En el puerto de Pisco, el niño Abraham vivía con su familia en una modesta pero apacible casa adornada por el follaje que ofrecía un placentero frescor.

La comida, el rezo y los relatos de la faena diaria que contaba su padre unían a la familia. Pero dicha felicidad se enturbió por la vida triste que llevaba Isabel, una vecina y amiga, la cual había sido abandonada hacía tiempo por su esposo, de nombre Chale, un hombre que hasta entonces había sido muy bueno y cariñoso.

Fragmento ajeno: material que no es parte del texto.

PR #1498, opened 2018-03-30
Admin Settings: Save and discard changes / Routes

okbel:
## Admin Settings: Save and discard changes / Routes

- Add an alert if someone changes a configuration, doesn't save, and leaves/closes the tab
- Adds routes for Settings Sections
https://www.pivotaltracker.com/story/show/156312019


wyattjoh (commented):
Question, the nature of the dialog seems to indicate that when I try to navigate away, and I click "save", it should just do so and then resume navigating. Is that not possible? Also, this implementation does not warn the user if I navigate away from the page, as in, we don't stop the browser from leaving before answering if they want to discard changes.

okbel:
Great! Changes added. Ready to be checked!

wyattjoh (approved):
Looks great to me! Love the changes.

PR #1507, opened 2018-04-04
Bug: User Comment History - After loading more comments, rejecting/accepting a comment reloads the user history

okbel:
## What does this PR do?
- https://www.pivotaltracker.com/story/show/155836892

We addressed the updates to the cache in a previous PR. This deletes unnecessary fetchs to the server.


wyattjoh:
Not sure if related.. The user reject rate no longer updates when I click the accept/reject buttons for that panel, when previously it did.

okbel:
Interesting. Well.. yeah. It's related since the refetches also refeched that. I will investigate further.

okbel:
Now it updates the rejectRate based on the user actions but if another user rejects or approves it will not reflect the changes. This is generated on the FE exclusively and is only applied to the client cache and it's not reliable.

kgardnr (approved):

Unos testigos dijeron que vieron a Chale ir apresuradamente al muelle junto con dos hombres desconocidos y desde esa ocasión no se supo más de él.

De eso ya habían pasado 18 años e Isabel estaba segura que a su esposo lo habían embarcado a la fuerza en un misterioso buque negro que divisó aquel mismo día de su desaparición; pese al tiempo transcurrido tenía la esperanza de su retorno.

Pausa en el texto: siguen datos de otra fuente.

PR #1509, opened 2018-04-05
Safari External Auth

wyattjoh:
## What does this PR do?

Persist the token as handed by external auth into Talk.

### DIFF
--- a/client/coral-framework/reducers/auth.js
+++ b/client/coral-framework/reducers/auth.js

Un día, los padres de Abraham quisieron distraer a Isabel y la invitaron a dar un paseo por el campo. Todo el grupo familiar, incluidos los criados, partieron a hacer la excursión. Isabel iba pálida y con un vestido negro.

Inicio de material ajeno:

PR #1512, opened 2018-04-09
Disable autocomplete on username signup field

okbel:
- Disable autocomplete on username signup field
https://www.pivotaltracker.com/story/show/156287975


plugins/talk-plugin-auth/client/login/components/SignUp.js
```diff
@@ -85,6 +86,7 @@ class SignUp extends React.Component {
                 showErrors={!!usernameError}
                 errorMsg={usernameError}
                 onChange={this.handleUsernameChange}
+                autocomplete="off"
```
wyattjoh, line 89: I'd also add:

```js
autocapitalize="none"
```

For the username field.

wyattjoh (changes requested):
Small change! Otherwise, wonderfully small update 😄

plugins/talk-plugin-auth/client/login/components/SignUp.js
okbel: 👍

wyattjoh (approved):

PR #1517, opened 2018-04-10
Refactored Errors

wyattjoh:
## What does this PR do?

Previously, we took the golang approach to managing errors, that is to say, we created error objects and passed them around our server and compared them directly. This method, unfortunately, does not work well with the promise style and exception throwing nature of NodeJS/Javascript as the stack is extremely important and is retained when properly creating error objects.

This PR serves to rectify this by replacing direct error objects with error classes that are thrown by the affected code, and replacing old equal comparisons with `instanceof` checks.

## How do I test this PR?

Wait for the integration + unit tests to pass.


okbel (approved):
👍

Al cruzar la Plaza de armas, Abraham notó que todos estaban tristes. Ya en las afueras del pueblo, pasaron cerca de una iglesia abandonada, y la criada –una vieja negra–

dijo que allí penaban y que al amanecer se veía el espectro de un cura haciendo misa, acompañado de su sacristán.

Abraham no resistió la curiosidad y se acercó a la iglesia.

Por una rendija, vio los nichos de los altares sin santos, la nave terrosa abandonada, el altar mayor vacío; un murciélago cruzó de un rincón a otro y unos búhos volaron gritando.

El grupo llegó al fin al lugar elegido como destino, que era un pepinal o campo de pepinos.

Subieron todos a una pequeña altura de donde se veía cerca la pequeña choza del chacarero o encargado del terreno de cultivo.

El labriego les saludó de lejos a toda voz. Ya se disponían a bajar todos, cuando Isabel, quien se había quedado contemplando el mar, gritó: "¡El buque negro...!" Efectivamente, un buque negro de tres palos veíase en las proximidades del puerto.

Isabel bajó muy alterada, pero los padres de Abraham la cogieron y casi la cargaron en brazos. Como se asomaba una paraca (viento fuerte), decidieron regresar todos al puerto por el camino de la playa.

La paraca empezó a arreciar, se oscureció el cielo, los perros ladraron y una palidez dominó a todo el grupo.

Vieron en la plaza a la gente apresurada en busca de refugio. Isabel iba diciendo: "Más de prisa, allí está el buque negro; ¡más de prisa por Dios! ...". De pronto, dio un grito espantoso: "¡Se va! ¡El buque negro se va! ¡Se va!". Efectivamente, el buque se iba.

La población quedó cubierta de un polvo amarillento, que era el guano pulverizado de las aves marinas que el viento arrastraba desde las islas adyacentes.

Cuando la familia regresó a casa recostaron a Isabel, ya extenuada, y cayó una noche negra y lúgubre. Así culminó aquel día tan extraño.